Spontaneous writing under time pressure can give us a snapshot of where we are as writers, not in terms of development, but in terms of choices. Every writer develops habits, and while many habits may play to our strengths, they limit the scope of our options. As writers, we owe it to ourselves to discover our habits and choose which we keep.

Good stuff, and I want to thank Stefon again for letting me use the exercise to illustrate the idea of a “voice test”.

There is one problem, though.

It’s possible I’ve oversimplified.

The thing is, the dominant eye test and others things like it work better (especially with younger kids) if the subject doesn’t know why they’re doing it. Foreknowledge can lead to skewed results. This is quintuply true for any writing exercise like the one above: now that you know what you’re going to be looking for after you’re done, you’ve tainted the results; the whole point is to do it without thinking about the choices we’re making. (River warned us about spoilers.)

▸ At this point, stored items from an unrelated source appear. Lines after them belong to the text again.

PR #596, opened 2021-05-05
refactor(analyzer): standardize & test uncrustify

o-andrieiev:


universum/analyzers/uncrustify.py
```diff
@@ -1,200 +1,202 @@
...
+            line=line
+        ))
+
+    return result
+
+
+def _get_issue_message(before: str, after: str) -> str:
+    # The maximum number of lines to write separate comments for
+    # If exceeded, summarized comment will be provided instead
+    max_lines = 11
```
o-andrieiev, line 164: moved inside from global as this value only makes sense within the context of the function

universum/analyzers/uncrustify.py
```diff
@@ -1,200 +1,202 @@
...
+        sys.stderr.write("Please specify the '--cfg_file' parameter "
+                         "or set an env. variable 'UNCRUSTIFY_CONFIG'")
+        return 2
+    wrapcolumn, tabsize = _get_wrapcolumn_tabsize(settings.cfg_file)
+    html_diff_file_writer = HtmlDiffFileWriter(target_folder, wrapcolumn, tabsize)
+
+    files: List[Tuple[Path, Path]] = []
+    try:
+        src_files: List[Path] = _get_src_files(settings.file_list, settings.file_list_config)
+        for pattern in settings.pattern_form:
```
o-andrieiev, line 44: pattern matching used to be part of "parse_files" routine, but I think semantically populating the list and filtering the list should be separate functions

universum/analyzers/uncrustify.py
```diff
@@ -1,200 +1,202 @@
...
-        return file_issues
-
-    def execute(self):
-        if not self.settings.cfg_file and ('UNCRUSTIFY_CONFIG' not in os.environ):
-            sys.stderr.write("Please specify the '--cfg_file' parameter "
-                             "or set an env. variable 'UNCRUSTIFY_CONFIG'")
-            return 2
+        issues = _get_issues_from_diff(src_file, src_lines, fixed_lines)
+        if issues:
+            diff_file_writer.write_file(src_file, src_lines, fixed_lines)
```
o-andrieiev, line 123: writing html diff file used to be a part of get_file_issues function, but it seems to me that dependency on html is not needed here. In my opinion, parameter data such as target directory and format details for diff files does not belong to this function. Moved to separate 'writer' class, which is built ahead of time in main().

universum/analyzers/uncrustify.py
```diff
@@ -1,200 +1,202 @@
...
+        result.extend(issues)
+    return result
+
+
+def _get_wrapcolumn_tabsize(cfg_file: str) -> Tuple[int, int]:
```
o-andrieiev, line 128: this function is only called once now to build html diff file writer

universum/analyzers/uncrustify.py
```diff
@@ -1,200 +1,202 @@
...
-    return UncrustifyAnalyzer.define_arguments()
+def _get_text_for_block(start: int, end: int, lines: List[str]) -> str:
+    return _replace_invisible_symbols(''.join(lines[start: end]))
 
 
-def main():
-    analyzer_namespace = UncrustifyAnalyzer.define_arguments().parse_args()
-    analyze = UncrustifyAnalyzer(analyzer_namespace)
-    return analyze.execute()
+def _replace_invisible_symbols(line: str) -> str:
```
o-andrieiev, line 195: this function used to have a bug, where line was returned immediately after first replace

universum/analyzers/uncrustify.py
```diff
@@ -1,200 +1,202 @@
...
-            cmd("-c", self.settings.cfg_file, "--prefix", self.settings.output_directory, files)
-        except sh.ErrorReturnCode as e:
-            sys.stderr.write(str(e) + '\n')
 
-        issues_loads = []
-        for file_name in files:
-            issues_loads.extend(self.get_file_issues(file_name))
-        utils.output_report_to_file(issues_loads, self.settings.result_file)
-        return 1 if issues_loads else 0
+def _get_mismatching_block(previous_match: difflib.Match,  # src[a:a+size] = target[b:b+size]
```
o-andrieiev, line 175: changed match naming to better align with calling function's logic

universum/analyzers/uncrustify.py
```diff
@@ -1,200 +1,202 @@
...
+    previous_match_end_in_src = previous_match.a + previous_match.size
+    previous_match_end_in_target = previous_match.b + previous_match.size
+    match_start_in_src = match.a
+    match_start_in_target = match.b
+    if previous_match_end_in_src == match_start_in_src:
+        return None
+    line = match_start_in_src
+    before = _get_text_for_block(previous_match_end_in_src - 1, match_start_in_src, src)
+    after = _get_text_for_block(previous_match_end_in_target - 1, match_start_in_target, target)
+    return line, before, after
```
o-andrieiev, line 188: replaced dict with namedtuple to preserve type data

universum/analyzers/uncrustify.py
```diff
@@ -1,200 +1,202 @@
...
-        file_name = os.path.relpath(file_name, self.settings.output_directory).replace('/', '_') + '.html'
-        with open(os.path.join(self.settings.output_directory, file_name), 'w') as outfile:
-            outfile.write(differ.make_file(left_lines, right_lines, context=False))
-
-    def get_file_issues(self, src_file):
-        self.settings.output_directory = os.path.join(os.getcwd(), self.settings.output_directory)
-        # Uncrustify copies absolute path in its target folder, that's why we use '+'
-        uncrustify_file = os.path.normpath(self.settings.output_directory + '/' + src_file)
-
+def _uncrustify_output_parser(files: List[Tuple[Path, Path]],
```
o-andrieiev, line 111: uncharacteristically, this analyzer ignores std output and instead uses result files to determine the issues - hence "_" parameter

universum/analyzers/uncrustify.py
```diff
@@ -1,200 +1,202 @@
...
+            raise EnvironmentError("Please provide at least one file for analysis")
+    except EnvironmentError as e:
+        sys.stderr.write(str(e))
+        return 2
+
+    cmd = ["uncrustify", "-q", "-c", settings.cfg_file, "--prefix", settings.output_directory]
+    cmd.extend([str(path.relative_to(Path.cwd())) for path in src_files])
+
+    return utils.report_parsed_outcome(cmd,
+                                       lambda _: _uncrustify_output_parser(files, html_diff_file_writer, _),
```
o-andrieiev, line 61: lambda is used to pass additional settings-based configuration data without modifying the function signature in 'utils' and other analyzers

k-dovgan (approved):

tests/test_code_report.py
```diff
@@ -39,12 +40,24 @@ def finalize(self) -> str:
...
+code_width = 120
+input_tab_size = 2
+"""
 
 log_fail = r'Found [0-9]+ issues'
 log_success = r'Issues not found'
 
 
 @pytest.mark.parametrize('analyzers, extra_args, tested_content, expected_success', [
+    [['uncrustify'], [], source_code_c, True],
```
i-keliukh, line 59: Please assign human-readable test id to each test instance in this or separate PR.

universum/analyzers/uncrustify.py
```diff
@@ -1,200 +1,196 @@
...
+            raise EnvironmentError("Please provide at least one file for analysis")
+    except EnvironmentError as e:
+        sys.stderr.write(str(e))
+        return 2
+
+    cmd = ["uncrustify", "-q", "-c", settings.cfg_file, "--prefix", settings.output_directory]
+    cmd.extend([str(path.relative_to(Path.cwd())) for path in src_files])
+
+    return utils.report_parsed_outcome(cmd,
+                                       lambda _: _uncrustify_output_parser(files, write_html_diff_file),
```
i-keliukh, line 54: Both the "write_html_diff_file" function and "_uncrustify_output_parser" function are used in this only place.
However, the former is local to the main function and is passed to the latter as a callback parameter.
As I see it, the only (technical) reason for this is using of "target_folder" and "differ" variables.
At the same time the lambda uses "files" variable.

Please consider to uniform the usage of variables. For instance, you may only access them in local function and pass to the global function as parameters when needed.

universum/analyzers/uncrustify.py
```diff
@@ -1,200 +1,202 @@
...
+
+    def __call__(self, file: Path, src: List[str], target: List[str]) -> None:
+        file_relative = file.relative_to(Path.cwd())
+        out_file_name: str = str(file_relative).replace('/', '_') + '.html'
+        with open(self.target_folder.joinpath(out_file_name), 'w') as out_file:
+            out_file.write(self.differ.make_file(src, target, context=False))
 
+
+def _uncrustify_output_parser(files: List[Tuple[Path, Path]],
+                              write_diff_file: Optional[Callable[[Path, List[str], List[str]], None]]
```
i-keliukh, line 111: Is "Optional" needed here?

i-keliukh (dismissed):

k-dovgan (approved):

But this is not a complete loss.

Go back and pull out a bunch of different first drafts and look them over, asking the same questions as the exercise above, and you can start to see the recurring patterns.

Once you see those patterns, decide what bits you like and get better at them — work on it in your writing, pursue it in your reading, whatever.

Decide what bits you don’t like and… you know… stop doing that.

You can’t teach voice, I said, and I believe it. But you can find it, and you can train it, and I think maybe that’s how.